Exercise goal:
Return all of the entries, keeping every word and mark as it is.

Extracted material:
PR #603, opened 2018-08-21
vacuum skips deleting currently running builds if skipRunningBuilds is true

cjhpaul:
vacuum skips deleting currently running builds if skipRunningBuilds is true (false by default).
Previously, vacuum deletes all builds regardless of their phase even if running or pending.

### DIFF
--- a/brigade-vacuum/cmd/brigade-vacuum/commands/app.go
+++ b/brigade-vacuum/cmd/brigade-vacuum/commands/app.go
@@ -15,10 +15,11 @@ import (
 )
 
 const (
-	envKubeConfig = "KUBECONFIG"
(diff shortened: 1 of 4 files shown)


cjhpaul:
Just to add some context, this is regarding #604
In this commit, I added a helm config param for vacuum to skip deleting builds in pending/running phase.
To enable this feature, you would just add "skipRunningBuilds: true" under vacuum in values.yaml. Otherwise, vacuum would behave as it used to (i.e., deleting all builds) by default.
I updated vacuum_test.go as well to cover this use case when the param is set. All vacuum tests are passing.
It'd be appreciated if anyone could review this.

PR #606, opened 2018-08-22
feat(github-gateway): add endpoint for creating github webhook

adamreese:


radu-matei:
Ping @adamreese - what's the status of this PR? Since we plan on moving to the new Checks API app, is this change still actual?

Thanks!

PR #617, opened 2018-08-31
fix: add defaultScriptName to chart

technosophos:


technosophos:
#618 includes a fix for this, so I am closing.

PR #1435, opened 2017-08-21
Fix typos from switch to Python 3

hauk142:
Removed eval() from eval(input()).

### DIFF
--- a/docs/exploring-gnuradio/dial_tone.py
+++ b/docs/exploring-gnuradio/dial_tone.py
@@ -41,5 +41,5 @@ def build_graph():
 if __name__ == '__main__':
     tb = build_graph()
     tb.start()
-    eval(input('Press Enter to quit: '))
+    input('Press Enter to quit: ')
     tb.stop()
--- a/docs/exploring-gnuradio/fm_demod.py
+++ b/docs/exploring-gnuradio/fm_demod.py
@@ -82,7 +82,7 @@ class build_graph(gr.top_block):
 def main(args):
     tb = build_graph()
     tb.start()        # fork thread and return
-    eval(input('Press Enter to quit: '))
+    input('Press Enter to quit: ')
     tb.stop()
 
 if __name__ == '__main__':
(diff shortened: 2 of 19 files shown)


docs/exploring-gnuradio/dial_tone.py
```diff
@@ -41,5 +41,5 @@ def build_graph():
 if __name__ == '__main__':
     tb = build_graph()
     tb.start()
-    eval(input('Press Enter to quit: '))
+    input('Press Enter to quit: ')
```
mbr0wn: In Python 2, this doesn't work anymore.

mbr0wn: Unless, of course, if you `from builtins import input`. In that case though, you added 'future' as a dependency for GNU Radio on Py2k.

hauk142:
Yes of course, you're absolutely right. :)

Could do something like this:
`try: input = raw_input
except NameError: pass`

mbr0wn:
...but then it's a nop on Py2k :)

docs/exploring-gnuradio/dial_tone.py
jmcorgan: I think this is okay for 3.8.

jmcorgan:
I'm ok with having this left as 'input()' but the future module import needs to be added for py2 operation.

hauk142:
Could also use input() from six

jmcorgan:
That's an even better idea.

mbr0wn:
Note that `six` is also a new dependency (if it's not already one). It's not part of the vanilla Python libs.

hauk142:
`six` is already used in several modules :)

mbr0wn:
Argh, that's even worse, it means we have an untracked dependency. @jmcorgan do you know what to do to add Python dependencies? `six` needs tracking.

jmcorgan:
I thought it already was. The entire python3 port depends on it.

skoslowski:
six is listed in the "Release 3.8 Dependency Analysis" document

mbr0wn:
OK good, false alarm them. I tried figuring out which CMake build step checks for six, couldn't find it with in a few seconds.

PR #1447, opened 2017-08-27
cmake: add CMake Overloads file and use it at the top level

michaelld:
[This PR is clean for me on maint, master, and next. It needs to be
tested thoroughly, as it overloads a critical CMake function! - MLD]

For now, the CMakeOverloads file just overloads the CMake function
"include_directories", to make it a little smarter. When parsing the
provided directories, the overloaded macro now checks to see whether
each directory is in the SOURCE or BUILD, or neither. If so, then the
directory is added BEFORE others, and if not, then AFTER. The keywords
BEFORE and AFTER are ignored. In this manner, all internal directories
will come before external directories, which allows builds to work
even if a prior version of GNU Radio is already installed into the
CMAKE_INSTALL_PREFIX (e.g., as is often found when building from
source, such as in MacPorts).

By adding this macro at the top-level CMakeLists.txt file, it
overloads all uses of "include_directories" in any subdirectory.

As noted in the file: Moving all include directories to either BEFORE
(internal to source or build) or AFTER (external to source or build)
will work in general. The primary time it could fail is when include
ordering is required to find a specific version of a header when
multiple of the same name are available in the various include
directories. This situation would be poor header naming practice, and
is unlikely to occur in real life. As it does not occur in GNU Radio,
so we ignore it.

### DIFF
--- a/CMakeLists.txt
+++ b/CMakeLists.txt
@@ -118,6 +118,12 @@ set(EXPORT_FILE ${CMAKE_BINARY_DIR}/ImportExecutables.cmake)
 file(WRITE ${EXPORT_FILE}) #blank the file (subdirs will append)
 
 ########################################################################
+# Incorporate CMake function/macros overloading.
+########################################################################
+
+include(CMakeOverloads)
+
+########################################################################
 # Compiler specific setup
 ########################################################################
 include(GrMiscUtils) #compiler flag check
--- a/cmake/Modules/CMakeOverloads.cmake
+++ b/cmake/Modules/CMakeOverloads.cmake
@@ -1,0 +1,70 @@
+# Copyright 2017 Free Software Foundation, Inc.
+#
+# This file is part of GNU Radio
+#
+# GNU Radio is free software; you can redistribute it and/or modify
+# it under the terms of the GNU General Public License as published by
+# the Free Software Foundation; either version 3, or (at your option)
+# any later version.
+#
+# GNU Radio is distributed in the hope that it will be useful,
+# but WITHOUT ANY WARRANTY; without even the implied warranty of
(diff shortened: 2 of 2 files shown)


jmcorgan:
Looks like there is a version problem with CMake on 14.04.

marcusmueller:
Should something analogous happen in the OOT module template?

marcusmueller:
confirming successful build and beautiful tests on CMake 3.9.0/Fedora26

michaelld:
So CMake isn't liking the "continue" command. Hmmm .... I'll test and rewrite to deal with this.

michaelld:
"continue()" was introduced in CMake 3.2, on March 11, 2015. I can't see from the build log what version of CMake is on the Ubuntu_14_04_64_0 bot, but the top-level CMakeLists.txt file states that the minimum CMake version is 2.6.0. So ... looks like I need to rewrite the statements to be compatible with older CMake.

michaelld:
it'll also be interesting to see if `_include_directories` works on the older CMake ...

michaelld:
@marcusmueller : OOT module template: probably yes. Let's get this working first.

michaelld:
@marcusmueller nice! -> "preexisting prefix that I intentionally poisoned with empty headers" && Thanks for the feedback!

jmcorgan:
Thanks for the quick update, buildbot is very happy.

michaelld:
Excellent! I still wish the build logs had the option of being VERBOSE=on ... so that we can see the actual commands being issued ... but since I can't I'll just believe that what I get locally is the same (since CMake does work pretty consistently across OSs at least in this regard).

Answer area:
PR #603, opened 2018-08-21
vacuum skips deleting currently running builds if skipRunningBuilds is true

cjhpaul:
vacuum skips deleting currently running builds if skipRunningBuilds is true (false by default).
Previously, vacuum deletes all builds regardless of their phase even if running or pending.

### DIFF
--- a/brigade-vacuum/cmd/brigade-vacuum/commands/app.go
+++ b/brigade-vacuum/cmd/brigade-vacuum/commands/app.go
@@ -15,10 +15,11 @@ import (
 )
 
 const (
-	envKubeConfig = "KUBECONFIG"
(diff shortened: 1 of 4 files shown)


cjhpaul:
Just to add some context, this is regarding #604
In this commit, I added a helm config param for vacuum to skip deleting builds in pending/running phase.
To enable this feature, you would just add "skipRunningBuilds: true" under vacuum in values.yaml. Otherwise, vacuum would behave as it used to (i.e., deleting all builds) by default.
I updated vacuum_test.go as well to cover this use case when the param is set. All vacuum tests are passing.
It'd be appreciated if anyone could review this.

PR #606, opened 2018-08-22
feat(github-gateway): add endpoint for creating github webhook

adamreese:


radu-matei:
Ping @adamreese - what's the status of this PR? Since we plan on moving to the new Checks API app, is this change still actual?

Thanks!

PR #617, opened 2018-08-31
fix: add defaultScriptName to chart

technosophos:


technosophos:
#618 includes a fix for this, so I am closing.

PR #1435, opened 2017-08-21
Fix typos from switch to Python 3

hauk142:
Removed eval() from eval(input()).

### DIFF
--- a/docs/exploring-gnuradio/dial_tone.py
+++ b/docs/exploring-gnuradio/dial_tone.py
@@ -41,5 +41,5 @@ def build_graph():
 if __name__ == '__main__':
     tb = build_graph()
     tb.start()
-    eval(input('Press Enter to quit: '))
+    input('Press Enter to quit: ')
     tb.stop()
--- a/docs/exploring-gnuradio/fm_demod.py
+++ b/docs/exploring-gnuradio/fm_demod.py
@@ -82,7 +82,7 @@ class build_graph(gr.top_block):
 def main(args):
     tb = build_graph()
     tb.start()        # fork thread and return
-    eval(input('Press Enter to quit: '))
+    input('Press Enter to quit: ')
     tb.stop()
 
 if __name__ == '__main__':
(diff shortened: 2 of 19 files shown)


docs/exploring-gnuradio/dial_tone.py
```diff
@@ -41,5 +41,5 @@ def build_graph():
 if __name__ == '__main__':
     tb = build_graph()
     tb.start()
-    eval(input('Press Enter to quit: '))
+    input('Press Enter to quit: ')
```
mbr0wn: In Python 2, this doesn't work anymore.

mbr0wn: Unless, of course, if you `from builtins import input`. In that case though, you added 'future' as a dependency for GNU Radio on Py2k.

hauk142:
Yes of course, you're absolutely right. :)

Could do something like this:
`try: input = raw_input
except NameError: pass`

mbr0wn:
...but then it's a nop on Py2k :)

docs/exploring-gnuradio/dial_tone.py
jmcorgan: I think this is okay for 3.8.

jmcorgan:
I'm ok with having this left as 'input()' but the future module import needs to be added for py2 operation.

hauk142:
Could also use input() from six

jmcorgan:
That's an even better idea.

mbr0wn:
Note that `six` is also a new dependency (if it's not already one). It's not part of the vanilla Python libs.

hauk142:
`six` is already used in several modules :)

mbr0wn:
Argh, that's even worse, it means we have an untracked dependency. @jmcorgan do you know what to do to add Python dependencies? `six` needs tracking.

jmcorgan:
I thought it already was. The entire python3 port depends on it.

skoslowski:
six is listed in the "Release 3.8 Dependency Analysis" document

mbr0wn:
OK good, false alarm them. I tried figuring out which CMake build step checks for six, couldn't find it with in a few seconds.

PR #1447, opened 2017-08-27
cmake: add CMake Overloads file and use it at the top level

michaelld:
[This PR is clean for me on maint, master, and next. It needs to be
tested thoroughly, as it overloads a critical CMake function! - MLD]

For now, the CMakeOverloads file just overloads the CMake function
"include_directories", to make it a little smarter. When parsing the
provided directories, the overloaded macro now checks to see whether
each directory is in the SOURCE or BUILD, or neither. If so, then the
directory is added BEFORE others, and if not, then AFTER. The keywords
BEFORE and AFTER are ignored. In this manner, all internal directories
will come before external directories, which allows builds to work
even if a prior version of GNU Radio is already installed into the
CMAKE_INSTALL_PREFIX (e.g., as is often found when building from
source, such as in MacPorts).

By adding this macro at the top-level CMakeLists.txt file, it
overloads all uses of "include_directories" in any subdirectory.

As noted in the file: Moving all include directories to either BEFORE
(internal to source or build) or AFTER (external to source or build)
will work in general. The primary time it could fail is when include
ordering is required to find a specific version of a header when
multiple of the same name are available in the various include
directories. This situation would be poor header naming practice, and
is unlikely to occur in real life. As it does not occur in GNU Radio,
so we ignore it.

### DIFF
--- a/CMakeLists.txt
+++ b/CMakeLists.txt
@@ -118,6 +118,12 @@ set(EXPORT_FILE ${CMAKE_BINARY_DIR}/ImportExecutables.cmake)
 file(WRITE ${EXPORT_FILE}) #blank the file (subdirs will append)
 
 ########################################################################
+# Incorporate CMake function/macros overloading.
+########################################################################
+
+include(CMakeOverloads)
+
+########################################################################
 # Compiler specific setup
 ########################################################################
 include(GrMiscUtils) #compiler flag check
--- a/cmake/Modules/CMakeOverloads.cmake
+++ b/cmake/Modules/CMakeOverloads.cmake
@@ -1,0 +1,70 @@
+# Copyright 2017 Free Software Foundation, Inc.
+#
+# This file is part of GNU Radio
+#
+# GNU Radio is free software; you can redistribute it and/or modify
+# it under the terms of the GNU General Public License as published by
+# the Free Software Foundation; either version 3, or (at your option)
+# any later version.
+#
+# GNU Radio is distributed in the hope that it will be useful,
+# but WITHOUT ANY WARRANTY; without even the implied warranty of
(diff shortened: 2 of 2 files shown)


jmcorgan:
Looks like there is a version problem with CMake on 14.04.

marcusmueller:
Should something analogous happen in the OOT module template?

marcusmueller:
confirming successful build and beautiful tests on CMake 3.9.0/Fedora26

michaelld:
So CMake isn't liking the "continue" command. Hmmm .... I'll test and rewrite to deal with this.

michaelld:
"continue()" was introduced in CMake 3.2, on March 11, 2015. I can't see from the build log what version of CMake is on the Ubuntu_14_04_64_0 bot, but the top-level CMakeLists.txt file states that the minimum CMake version is 2.6.0. So ... looks like I need to rewrite the statements to be compatible with older CMake.

michaelld:
it'll also be interesting to see if `_include_directories` works on the older CMake ...

michaelld:
@marcusmueller : OOT module template: probably yes. Let's get this working first.

michaelld:
@marcusmueller nice! -> "preexisting prefix that I intentionally poisoned with empty headers" && Thanks for the feedback!

jmcorgan:
Thanks for the quick update, buildbot is very happy.

michaelld:
Excellent! I still wish the build logs had the option of being VERBOSE=on ... so that we can see the actual commands being issued ... but since I can't I'll just believe that what I get locally is the same (since CMake does work pretty consistently across OSs at least in this regard).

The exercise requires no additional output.